[Dataset entries]

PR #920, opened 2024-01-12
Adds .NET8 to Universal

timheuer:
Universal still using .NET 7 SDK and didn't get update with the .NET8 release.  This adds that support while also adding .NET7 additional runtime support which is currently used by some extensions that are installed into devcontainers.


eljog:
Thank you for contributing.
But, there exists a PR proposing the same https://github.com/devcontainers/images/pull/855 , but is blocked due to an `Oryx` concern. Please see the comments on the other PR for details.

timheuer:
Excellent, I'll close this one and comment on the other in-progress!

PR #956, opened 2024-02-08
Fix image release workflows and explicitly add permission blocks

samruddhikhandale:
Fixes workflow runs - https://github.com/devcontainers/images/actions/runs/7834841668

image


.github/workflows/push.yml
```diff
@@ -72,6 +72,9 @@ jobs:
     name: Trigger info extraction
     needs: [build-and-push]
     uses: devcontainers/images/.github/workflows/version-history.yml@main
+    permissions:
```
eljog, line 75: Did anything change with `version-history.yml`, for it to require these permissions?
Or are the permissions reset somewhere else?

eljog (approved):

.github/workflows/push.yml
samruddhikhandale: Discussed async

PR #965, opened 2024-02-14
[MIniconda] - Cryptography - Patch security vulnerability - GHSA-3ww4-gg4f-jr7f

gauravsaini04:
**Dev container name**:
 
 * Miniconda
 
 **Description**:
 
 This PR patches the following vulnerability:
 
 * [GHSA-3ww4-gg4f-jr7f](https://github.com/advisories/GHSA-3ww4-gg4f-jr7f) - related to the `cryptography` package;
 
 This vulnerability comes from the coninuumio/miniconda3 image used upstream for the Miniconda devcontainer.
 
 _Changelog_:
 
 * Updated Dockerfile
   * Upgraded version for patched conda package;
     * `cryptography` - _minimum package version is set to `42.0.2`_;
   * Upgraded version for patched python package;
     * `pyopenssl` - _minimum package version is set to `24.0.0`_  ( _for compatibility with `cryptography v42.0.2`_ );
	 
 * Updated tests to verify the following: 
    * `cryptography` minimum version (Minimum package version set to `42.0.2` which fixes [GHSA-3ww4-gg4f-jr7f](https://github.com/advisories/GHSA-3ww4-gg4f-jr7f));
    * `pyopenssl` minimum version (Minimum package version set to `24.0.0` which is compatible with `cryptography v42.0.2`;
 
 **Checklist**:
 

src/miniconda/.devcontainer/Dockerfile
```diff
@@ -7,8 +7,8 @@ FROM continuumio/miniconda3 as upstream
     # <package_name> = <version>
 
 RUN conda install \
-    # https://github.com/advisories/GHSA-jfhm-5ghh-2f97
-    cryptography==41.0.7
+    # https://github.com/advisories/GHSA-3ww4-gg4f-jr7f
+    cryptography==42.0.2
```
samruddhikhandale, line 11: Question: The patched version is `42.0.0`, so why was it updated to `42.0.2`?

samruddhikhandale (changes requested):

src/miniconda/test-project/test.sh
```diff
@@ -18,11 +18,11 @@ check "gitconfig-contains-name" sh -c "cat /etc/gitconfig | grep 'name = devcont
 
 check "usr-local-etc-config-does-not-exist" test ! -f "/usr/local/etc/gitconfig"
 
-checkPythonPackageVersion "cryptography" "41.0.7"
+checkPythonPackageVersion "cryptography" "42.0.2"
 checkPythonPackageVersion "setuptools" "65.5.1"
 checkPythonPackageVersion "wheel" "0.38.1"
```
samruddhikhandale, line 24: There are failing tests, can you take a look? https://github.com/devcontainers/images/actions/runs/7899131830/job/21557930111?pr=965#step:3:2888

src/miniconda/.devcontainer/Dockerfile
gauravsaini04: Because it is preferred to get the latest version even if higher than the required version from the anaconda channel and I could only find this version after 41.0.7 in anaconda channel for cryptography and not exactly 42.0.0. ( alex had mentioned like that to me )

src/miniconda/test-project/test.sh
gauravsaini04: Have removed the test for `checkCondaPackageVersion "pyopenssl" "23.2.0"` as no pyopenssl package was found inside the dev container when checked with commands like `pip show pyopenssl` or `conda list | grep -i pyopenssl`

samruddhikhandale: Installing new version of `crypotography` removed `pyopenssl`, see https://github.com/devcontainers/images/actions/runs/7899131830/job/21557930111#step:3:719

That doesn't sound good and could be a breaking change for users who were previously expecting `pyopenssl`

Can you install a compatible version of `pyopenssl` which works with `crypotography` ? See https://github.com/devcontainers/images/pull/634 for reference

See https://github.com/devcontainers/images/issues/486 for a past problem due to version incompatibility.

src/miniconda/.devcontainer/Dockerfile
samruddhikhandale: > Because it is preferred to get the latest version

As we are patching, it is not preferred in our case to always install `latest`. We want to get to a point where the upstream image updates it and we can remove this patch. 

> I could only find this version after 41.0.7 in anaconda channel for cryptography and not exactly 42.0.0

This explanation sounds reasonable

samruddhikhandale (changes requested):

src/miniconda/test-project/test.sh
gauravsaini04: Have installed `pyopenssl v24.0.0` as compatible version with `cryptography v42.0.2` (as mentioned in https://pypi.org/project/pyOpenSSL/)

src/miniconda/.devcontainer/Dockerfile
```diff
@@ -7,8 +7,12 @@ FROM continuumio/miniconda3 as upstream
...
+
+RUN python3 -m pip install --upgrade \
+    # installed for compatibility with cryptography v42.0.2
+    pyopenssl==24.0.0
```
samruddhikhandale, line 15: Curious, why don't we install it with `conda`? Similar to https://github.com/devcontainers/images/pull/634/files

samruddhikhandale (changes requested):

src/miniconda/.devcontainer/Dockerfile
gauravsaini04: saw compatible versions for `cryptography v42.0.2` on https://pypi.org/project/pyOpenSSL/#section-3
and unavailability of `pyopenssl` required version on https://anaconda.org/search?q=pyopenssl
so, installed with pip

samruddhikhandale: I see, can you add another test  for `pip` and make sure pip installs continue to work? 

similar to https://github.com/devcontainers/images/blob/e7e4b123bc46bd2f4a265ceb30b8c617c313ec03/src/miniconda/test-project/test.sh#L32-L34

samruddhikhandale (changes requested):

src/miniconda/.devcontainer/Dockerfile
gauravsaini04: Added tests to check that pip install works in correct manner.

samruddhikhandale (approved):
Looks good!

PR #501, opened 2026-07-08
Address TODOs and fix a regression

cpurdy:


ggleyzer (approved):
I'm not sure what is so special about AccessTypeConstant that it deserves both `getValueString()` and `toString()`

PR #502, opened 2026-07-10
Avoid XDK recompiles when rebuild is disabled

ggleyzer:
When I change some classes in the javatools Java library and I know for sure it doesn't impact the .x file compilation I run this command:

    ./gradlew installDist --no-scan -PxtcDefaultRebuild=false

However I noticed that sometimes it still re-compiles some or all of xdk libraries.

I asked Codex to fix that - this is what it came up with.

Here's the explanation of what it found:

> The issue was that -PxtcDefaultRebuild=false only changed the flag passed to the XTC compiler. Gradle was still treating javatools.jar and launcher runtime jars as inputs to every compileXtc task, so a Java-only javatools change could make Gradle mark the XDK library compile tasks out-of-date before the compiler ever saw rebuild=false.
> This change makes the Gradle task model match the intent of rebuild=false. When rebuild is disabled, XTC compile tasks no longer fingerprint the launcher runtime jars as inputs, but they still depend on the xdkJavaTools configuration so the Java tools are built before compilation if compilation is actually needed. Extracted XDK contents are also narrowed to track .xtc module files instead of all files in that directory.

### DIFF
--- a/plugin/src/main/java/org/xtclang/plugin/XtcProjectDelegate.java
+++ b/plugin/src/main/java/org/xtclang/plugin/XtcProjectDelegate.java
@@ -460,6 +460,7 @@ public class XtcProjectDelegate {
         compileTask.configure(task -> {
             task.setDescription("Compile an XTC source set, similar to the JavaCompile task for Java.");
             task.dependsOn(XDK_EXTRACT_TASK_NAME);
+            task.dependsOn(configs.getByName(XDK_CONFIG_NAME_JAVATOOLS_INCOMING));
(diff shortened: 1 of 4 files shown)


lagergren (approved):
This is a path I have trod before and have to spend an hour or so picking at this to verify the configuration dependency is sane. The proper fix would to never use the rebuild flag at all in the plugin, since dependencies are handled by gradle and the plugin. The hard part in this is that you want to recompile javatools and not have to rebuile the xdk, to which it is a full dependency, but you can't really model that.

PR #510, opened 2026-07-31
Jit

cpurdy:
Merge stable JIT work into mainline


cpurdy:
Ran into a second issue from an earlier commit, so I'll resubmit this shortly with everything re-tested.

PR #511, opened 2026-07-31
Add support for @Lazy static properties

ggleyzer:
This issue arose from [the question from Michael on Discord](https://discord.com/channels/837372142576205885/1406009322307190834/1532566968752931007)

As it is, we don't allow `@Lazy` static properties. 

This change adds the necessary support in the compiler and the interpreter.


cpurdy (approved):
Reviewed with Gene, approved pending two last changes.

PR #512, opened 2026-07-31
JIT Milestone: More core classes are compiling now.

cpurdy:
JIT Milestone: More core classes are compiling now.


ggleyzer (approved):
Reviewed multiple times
* * *
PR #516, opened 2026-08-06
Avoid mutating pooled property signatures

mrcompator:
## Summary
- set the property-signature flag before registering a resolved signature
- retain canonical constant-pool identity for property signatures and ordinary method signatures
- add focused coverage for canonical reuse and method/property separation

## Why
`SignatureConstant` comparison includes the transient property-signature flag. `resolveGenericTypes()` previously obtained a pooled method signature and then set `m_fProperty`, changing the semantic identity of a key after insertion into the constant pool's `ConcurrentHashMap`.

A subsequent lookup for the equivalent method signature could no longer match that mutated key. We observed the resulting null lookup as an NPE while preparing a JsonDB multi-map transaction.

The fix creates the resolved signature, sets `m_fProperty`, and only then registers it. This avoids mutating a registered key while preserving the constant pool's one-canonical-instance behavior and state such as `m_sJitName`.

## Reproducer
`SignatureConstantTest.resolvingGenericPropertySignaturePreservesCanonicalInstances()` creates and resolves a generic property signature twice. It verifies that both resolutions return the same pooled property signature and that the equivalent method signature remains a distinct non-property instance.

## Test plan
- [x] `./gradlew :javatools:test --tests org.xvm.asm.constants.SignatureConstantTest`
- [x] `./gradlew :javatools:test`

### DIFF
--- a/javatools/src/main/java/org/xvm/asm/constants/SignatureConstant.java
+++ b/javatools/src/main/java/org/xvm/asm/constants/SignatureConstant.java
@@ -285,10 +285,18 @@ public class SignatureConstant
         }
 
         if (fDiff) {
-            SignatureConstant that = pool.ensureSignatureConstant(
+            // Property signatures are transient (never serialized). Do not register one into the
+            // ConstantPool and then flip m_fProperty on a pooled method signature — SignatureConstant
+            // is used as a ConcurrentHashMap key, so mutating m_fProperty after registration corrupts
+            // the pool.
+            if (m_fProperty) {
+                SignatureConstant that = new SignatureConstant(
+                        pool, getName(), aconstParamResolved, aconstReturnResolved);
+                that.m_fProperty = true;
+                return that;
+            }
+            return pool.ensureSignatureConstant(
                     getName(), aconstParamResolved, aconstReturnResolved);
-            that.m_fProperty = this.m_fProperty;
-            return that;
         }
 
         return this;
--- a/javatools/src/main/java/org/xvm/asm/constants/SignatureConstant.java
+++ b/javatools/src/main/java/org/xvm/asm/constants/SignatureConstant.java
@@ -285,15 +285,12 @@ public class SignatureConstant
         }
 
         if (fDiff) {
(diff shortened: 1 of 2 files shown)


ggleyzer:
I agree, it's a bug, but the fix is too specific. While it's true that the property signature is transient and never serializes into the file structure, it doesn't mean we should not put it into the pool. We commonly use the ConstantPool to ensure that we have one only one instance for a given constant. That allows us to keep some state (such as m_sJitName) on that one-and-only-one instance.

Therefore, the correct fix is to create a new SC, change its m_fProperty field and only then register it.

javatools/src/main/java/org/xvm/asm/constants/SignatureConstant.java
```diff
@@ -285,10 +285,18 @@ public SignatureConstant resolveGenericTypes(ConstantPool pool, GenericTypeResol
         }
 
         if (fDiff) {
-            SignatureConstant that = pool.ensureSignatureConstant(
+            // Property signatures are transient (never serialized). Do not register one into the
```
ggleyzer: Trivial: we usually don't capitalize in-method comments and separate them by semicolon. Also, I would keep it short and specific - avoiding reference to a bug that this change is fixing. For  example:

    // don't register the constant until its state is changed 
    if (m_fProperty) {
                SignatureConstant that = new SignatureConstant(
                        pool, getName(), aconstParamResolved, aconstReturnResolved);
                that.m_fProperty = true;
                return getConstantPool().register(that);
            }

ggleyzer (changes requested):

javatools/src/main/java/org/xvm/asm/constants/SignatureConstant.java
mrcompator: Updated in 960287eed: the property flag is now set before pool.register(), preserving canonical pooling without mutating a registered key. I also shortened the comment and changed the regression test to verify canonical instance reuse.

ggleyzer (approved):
* * *
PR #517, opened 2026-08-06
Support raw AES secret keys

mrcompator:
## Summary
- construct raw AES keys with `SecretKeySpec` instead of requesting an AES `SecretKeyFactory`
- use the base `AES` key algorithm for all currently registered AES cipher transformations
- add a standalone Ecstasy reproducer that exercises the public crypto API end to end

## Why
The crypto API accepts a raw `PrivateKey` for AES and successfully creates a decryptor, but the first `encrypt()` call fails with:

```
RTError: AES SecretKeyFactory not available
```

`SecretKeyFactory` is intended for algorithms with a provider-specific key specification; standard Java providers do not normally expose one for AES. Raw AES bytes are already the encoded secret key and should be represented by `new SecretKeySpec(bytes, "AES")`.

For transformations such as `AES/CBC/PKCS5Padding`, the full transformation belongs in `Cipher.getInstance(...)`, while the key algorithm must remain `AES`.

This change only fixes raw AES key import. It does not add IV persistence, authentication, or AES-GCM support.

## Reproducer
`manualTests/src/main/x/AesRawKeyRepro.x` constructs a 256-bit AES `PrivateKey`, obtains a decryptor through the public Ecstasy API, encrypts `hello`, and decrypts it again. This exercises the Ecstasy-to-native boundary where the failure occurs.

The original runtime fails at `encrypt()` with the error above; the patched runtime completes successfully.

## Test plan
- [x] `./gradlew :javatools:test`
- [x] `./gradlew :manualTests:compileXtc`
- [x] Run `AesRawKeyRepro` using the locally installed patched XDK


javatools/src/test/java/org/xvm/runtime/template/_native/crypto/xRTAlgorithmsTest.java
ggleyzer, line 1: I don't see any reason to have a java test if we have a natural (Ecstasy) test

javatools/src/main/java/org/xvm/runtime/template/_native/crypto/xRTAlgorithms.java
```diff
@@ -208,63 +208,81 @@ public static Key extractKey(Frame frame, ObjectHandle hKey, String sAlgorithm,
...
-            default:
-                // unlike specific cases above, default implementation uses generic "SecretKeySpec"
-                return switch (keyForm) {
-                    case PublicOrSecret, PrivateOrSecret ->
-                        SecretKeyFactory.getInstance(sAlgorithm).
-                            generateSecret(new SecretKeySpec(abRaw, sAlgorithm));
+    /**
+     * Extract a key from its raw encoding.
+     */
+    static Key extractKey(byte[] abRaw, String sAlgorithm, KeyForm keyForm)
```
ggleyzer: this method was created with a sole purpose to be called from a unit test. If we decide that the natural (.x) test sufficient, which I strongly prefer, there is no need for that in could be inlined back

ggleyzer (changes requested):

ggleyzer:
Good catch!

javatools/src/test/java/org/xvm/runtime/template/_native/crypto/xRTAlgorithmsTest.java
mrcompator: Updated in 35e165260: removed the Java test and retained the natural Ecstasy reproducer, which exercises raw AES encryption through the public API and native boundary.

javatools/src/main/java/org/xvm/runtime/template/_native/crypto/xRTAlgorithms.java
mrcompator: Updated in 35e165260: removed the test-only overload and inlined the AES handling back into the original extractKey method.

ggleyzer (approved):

→ **WORK TO COMPLETE**: Find the lines above with the word "shown". Copy them out.

→ **YOUR SOLUTION**:
(diff shortened: 1 of 4 files shown)
(diff shortened: 1 of 2 files shown)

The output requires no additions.